O corretor Marcelo Borges, dono da Apoio Bahia Corretagem de Seguros, localizada em Feira de Santana, concorda com a Fenacor. “As regras propõem coberturas que as pessoas não têm interesse. Como eu vou aconselhar meu cliente a ter um produto de menos qualidade só por causa do preço?”, questiona. Ele acredita que o cenário só torna a figura do corretor de seguros cada vez mais importante.
“É esse profissional que vai fazer uma consultoria e alertar os clientes a não caírem em ofertas que podem dar mais dor de cabeça”, argumenta. A Fenacor também pensa assim.
“Esse novo marco aumenta consideravelmente a responsabilidade do Corretor de Seguros e, ao mesmo tempo, fortalece a imagem desse profissional no processo de contratação de uma proteção para o seu patrimônio, sendo devidamente orientado a optar por aquelas coberturas que, de fato, atendem suas reais necessidades”, disse.
O corretor Ariedson Cordeiro de Oliveira, dono da Caraíba Corretora de Seguros, localizada em Serrinha, disse ainda estar avaliando as novas regras. “Só depois dessa análise que vou implementar ou não alguma mudança. Mas, no geral, estou ouvindo os colegas criticarem bastante as mudanças”, relata.

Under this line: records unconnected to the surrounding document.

PR #6433, opened 2024-10-21
Landing page one-time tab test (v2)

tomrf1:
This is a re-run of a test we tried recently.
Only users on the US landing page enter this test.
Users in the variant see the one-time tab.


support-frontend/assets/helpers/abTests/abtestDefinitions.ts
```diff
@@ -9,10 +9,7 @@ export const pageUrlRegexes = {
 	contributions: {
 		allLandingPagesAndThankyouPages:
 			'/checkout|one-time-checkout|contribute|thankyou|thank-you(/.*)?$',
-		notUkLandingPage: '/us|au|eu|int|nz|ca/contribute(/.*)?$',
```
tomrf1, line 12: I think all these pre-date the 2-step checkout, and so the name "landing page" is now incorrect

rupertbates (approved):
👍

PR #6435, opened 2024-10-22
Only throw missing Billing State error if required by checkout's country group

GHaberis:

We're logging an error in Sentry if a user pays with a wallet payment method, but that payment method does not have a Billing State associated to it. Currently we throw this error in all country group id regions, however it's only an issue we care about in countries that require Billing State, eg. US, CA, AU.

Setor de seguros deve acelerar crescimento
Em 2019, a superintendência calculou que o total de veículos segurados na Bahia era de 566.455, o que representa 30% dos 1,9 milhão de automóveis no estado naquela época, segundo o Instituto Brasileiro de Geografia e Estatística (IBGE). O percentual de carros com seguro no estado é o mesmo do nacional, de acordo com o Sindseg BA/SE/TO.
Por causa da pandemia, não há dados de números de apólices válidas em 2020, mas outros dados da Susep informados pelo sindicato mostram que, no primeiro semestre de 2020, as empresas baianas do setor arrecadaram R$ 507,16 milhões, o que representa uma queda de 13,1% em comparação com o mesmo período de 2019.
Em 2021, o setor começou a se recuperar dos efeitos da pandemia e arrecadou R$ 542,63 milhões, uma alta de 6,9%. A nível nacional, foram arrecadados R$ 17,43 bilhões no primeiro semestre do ano, 6,8% a mais do que o mesmo período de 2020. Para Barbosa, os números são um reflexo de que as pessoas já estão contratando mais o serviço.
“Com a pandemia, teve uma queda na procura por seguro, mas já retomamos o crescimento. O aumento é real, mas não é ainda um reflexo da nova norma, que só começou a operar em setembro. Vamos crescer mais ainda o faturamento com essas regras”, projeta.
A Susep também prevê desenvolvimento do setor. “Esperamos um crescimento significativo do mercado nos próximos anos, com ampliação de cobertura, inclusão e, principalmente, inovação. E, a partir de agora, as bases para um ambiente favorável à competição e novos negócios, com menos restrições regulatórias, estão lançadas”, afirma o diretor da Susep, Rafael Scherre.
Esse crescimento não vai ser imediato, pois o setor tem um período de adaptação que precisa ser respeitado. "Nós já estamos no período de adaptação. As regras estão flexibilizadas, mas as seguradoras não são obrigadas a oferecer produtos mais acessíveis imediatamente. Acredito que, aos poucos, veremos elas oferecem produtos mais populares, simples e com menos cobertura”, explica Alexandro Barbosa.